Si è identificata inoltre la comune presenza di alcuni toponimi che sembrerebbero legati a divinità pagane come i monti Armetta ed Ermetta, derivabili dal greco Hermes ed il Monte Tarin, che deriverebbe dal dio celtico Taranis.

Nell'area ligure, che probabilmente ha subìto poco l'acculturazione dei dominatori romani, specie nelle aree montuose più impervie, talora sembrano essere sopravvissute in età cristiana vere e proprie reminiscenze magico-religiose pre o proto-storiche.

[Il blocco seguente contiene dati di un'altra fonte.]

PR #990, opened 2021-03-17
Updated to the latest Package Collection models

daveverwer:
Implemented manifests and the new fields. We always just push one manifest, as we don't support multiple, but we're compatible with the schema again 👍

### DIFF
--- a/Tests/AppTests/PackageCollectionTests.swift
+++ b/Tests/AppTests/PackageCollectionTests.swift
@@ -21,7 +21,9 @@ class PackageCollectionTests: AppTestCase {
         do {
             let v = try Version(package: p,
                                 packageName: "Foo",
+                                publishedAt: Date(timeIntervalSince1970: 0),
                                 reference: .tag(1, 2, 3),
+                                releaseNotes: "Bar",
                                 supportedPlatforms: [.ios("14.0")],
                                 toolsVersion: "5.3")
             try v.save(on: app.db).wait()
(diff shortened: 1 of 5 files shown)


Tests/AppTests/PackageCollectionTests.swift
```diff
@@ -21,7 +21,9 @@ class PackageCollectionTests: AppTestCase {
         do {
             let v = try Version(package: p,
                                 packageName: "Foo",
+                                publishedAt: Date(timeIntervalSince1970: 0),
```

Le "faie" (francese fée; latino fatum) sono le fate (non necessariamente benigne, come insegna in particolare la mitologia gaelica), mentre le "masche" sono una sorta di spiriti o fantasmi, che secondo la superstizione vagano alla ricerca di vittime umane. Spesso identificate con le "strie" (ossia le streghe, che però sono persone in carne ed ossa), le masche sono più propriamente assimilabili alle lamiae e alle empouses (sorta di vampiri femminili) o alle larvae (spiriti maligni dei malvagi defunti) ed ai lemures (spiriti degli antenati defunti che bisognava periodicamente placare) della religione greco-romana.

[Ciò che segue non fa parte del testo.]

PR #991, opened 2021-03-17
Fix snapshots

daveverwer:
Merge after #990

I don't understand how these got out of sync, and I can not see *any* difference using Kaleidoscope's difference view.

Very strange. Can you try running these locally on your M1 please @finestructure?


finestructure:
All 17 failing for me 🤷

finestructure (approved):

PR #992, opened 2021-03-18
Move staging

finestructure:
I have manually deployed with this new pipeline to the new environment.

Before we can merge this, we need to point `staging.swiftpackageindex.com` at `40.87.31.205`. That's all it should take to transition 🤞 

CleanShot 2021-03-19 at 17 47 16@2x


finestructure:
Leaving this in draft so we can coordinate the DNS change and merge on Monday morning.

daveverwer:
🎉 Exciting times!

daveverwer (approved):

PR #1008, opened 2021-03-29
Deployment tweaks

finestructure:


daveverwer (approved):
Oh, including the job URL is a great idea 👍

PR #1011, opened 2021-03-30
Update the footer to include Microsoft Azure.

daveverwer:


Sources/App/Views/PublicPage.swift
```diff
@@ -322,6 +322,11 @@ class PublicPage {
                         .a(
                             .href("https://macstadium.com/"),
                             "MacStadium"
+                        ),
+                        .text("and"),
+                        .a(
+                            .href("http://azure.microsoft.com"),
```
finestructure, line 328: `http` not `https`? I mean it'll get redirected I'm sure, just looks odd :)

Talora le caratteristiche ambientali e meteorologiche avverse giustificano pienamente certi toponimi (è il caso di molte Val d'Inferno, veramente inospitali nella stagione invernale), ma talaltra sembra proprio che essi siano legati a reminiscenze superstiziose e paganeggianti mai completamente dimenticate. Infatti, nella zona delle Alpi Liguri e Marittime paiono annidarsi persistentemente nuclei di paganesimo che, probabilmente, hanno la loro maggiore espressione nel mito del "servan" (uomo selvatico) e delle streghe di Triora.

E' interessante notare come questi personaggi mostrino alcuni tratti che hanno qualcosa a che vedere con il tempo atmosferico e con gli astri.

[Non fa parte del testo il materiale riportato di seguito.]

Issue #973, opened 2021-03-05
Decouple the load of a package's readme file from the page load


daveverwer:
There's a noticeable delay when loading the package pages, caused by the server-side fetch and render of the markdown.

Split this into two steps:

* Load the package page, without the README.
* Add a new server-sider method that returns just a chunk of HTML from Markdown parsed README and insert it into the document with an XHR.
* Alternatively, investigate swapping out the Markdown renderer for grabbing rendered HTML from GitHub.

PR #1018, opened 2021-04-07
Fetch the Readme HTML URL in addition to the Markdown URL

daveverwer:
Necessary for #973.

⚠️ Contains a schema change ⚠️

### DIFF
--- a/Sources/App/Commands/Ingest.swift
+++ b/Sources/App/Commands/Ingest.swift
@@ -90,6 +90,7 @@ func ingest(client: Client,
             database: Database,
             logger: Logger,
             packages: [Package]) -> EventLoopFuture<Void> {
+    logger.info("Ingesting \(packages.compactMap {$0.id})")
     AppMetrics.ingestCandidatesCount?.set(packages.count)
     let metadata = fetchMetadata(client: client, packages: packages)
     let updates = metadata.flatMap { updateRepositories(on: database, metadata: $0) }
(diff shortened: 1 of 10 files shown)


Sources/App/Commands/Ingest.swift
```diff
@@ -90,6 +90,7 @@ func ingest(client: Client,
             database: Database,
             logger: Logger,
             packages: [Package]) -> EventLoopFuture<Void> {
+    logger.info("Ingesting \(packages.compactMap {$0.id})")
```
daveverwer, line 93: I added this additional logging during development but thought it might actually be useful to leave in permanently. It logs the package IDs of all packages about to be ingested.

Tests/AppTests/PackageShowModelTests.swift
```diff
@@ -248,7 +248,7 @@ class PackageShowModelTests: SnapshotTestCase {
             defaultBranch: "default",
             name: "Alamofire",
             owner: "Alamofire",
-            readmeUrl: "https://github.com/Alamofire/Alamofire/master/README.md"
+            readmeUrl: "https://raw.githubusercontent.com/foo/bar/main/README.md"
```
daveverwer, line 251: As part of this PR, I made the test data we're using for the readmeUrl a little more real-world. It was a little confusing for the test URLs to be to HTML representations of the markdown when in actuality we're getting raw Markdown.

Sources/App/Commands/Ingest.swift
finestructure: Mmm, I'm not sure how valuable that is in production... We're ingesting 100 packages at a time every two minutes and would get a wall of 100 lines with id that aren't super useful in the logs.

How about we make this a `debug` and then you can use a lower log level for testing?

daveverwer: Fixed

finestructure (approved):

PR #1027, opened 2021-04-12
Update url scheme for "Try in a playground"

finestructure:


daveverwer (approved):
All good apart from the snapshot diffs.

finestructure:
No worries, was easy to edit! It's the image tests that fail but the html snapshot is generated from the same test as the image. Could pull those apart tbh if you insist on never buying an Mx machine ;)

daveverwer:
Or just let me know when you'd like me to run snapshots 😂

PR #226, opened 2020-02-19
Add a dash at start of changelog message if not present

ehelms:


obal/data/modules/changelog.py
```diff
@@ -50,6 +50,9 @@ def main():
 
     changed = False
 
+    if not changelog.starts_with('-'):
```
ekohl: Looks like a Rubyism
```suggestion
    if not changelog.startswith('-'):
```

evgeni:
Won't this append a dash instead of prepending it?

ekohl:
Sounds like this deserves tests :)

ehelms:
Updated with a test update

Il "servan" (l'uomo dei boschi, sorta di benigno Yeti alpino dall'aspetto fisico di sileno, profondo conoscitore e maestro della pastorizia e della lavorazione dei relativi prodotti, malgaro per conto terzi) ha un particolarissimo rapporto con le condizioni meteorologiche: esegue sempre il suo lavoro con il sole, la pioggia e la neve, ma fugge terrorizzato quando tira vento.


La “strada megalitica” del Monte Beigua

Le empuse e le lamie erano spesso spettri meridiani, ossia comparivano alle due estreme ore della giornata oltre ché nel corso della notte: mezzogiorno e mezzanotte.

L'ariete è animale-totem della preistoria. Esso fa parte di quella gamma di animali cornuti domesticati di media e grossa taglia che costituivano evidentemente la ricchezza dei pastori neolitici. Il bue o toro è sicuramente rappresentato migliaia di volte, sia in forma schematica di U che aggiogato all'aratro, nei petroglifi del Monte Bégo e della Valcamonica, ma è anche ipotizzabile che i segni a Y o a gamma siano interpretabili piuttosto come simboli dell'ariete che, al contrario del toro, ha corna spiraliformi. Recentemente sia l'uno che l'altro segno sono stati rinvenuti anche nel Finalese (SV), non lontano dall'area del Monte Beigua.

Nella mitologia greca l'ariete più celebre è quello dal vello d'oro, che trasportò in salvo Frisso ed Elle dalla Grecia alla Colchide. E' animale astrale perché volava e perché fu posto, dopo il sacrificio, tra le costellazioni dello zodiaco.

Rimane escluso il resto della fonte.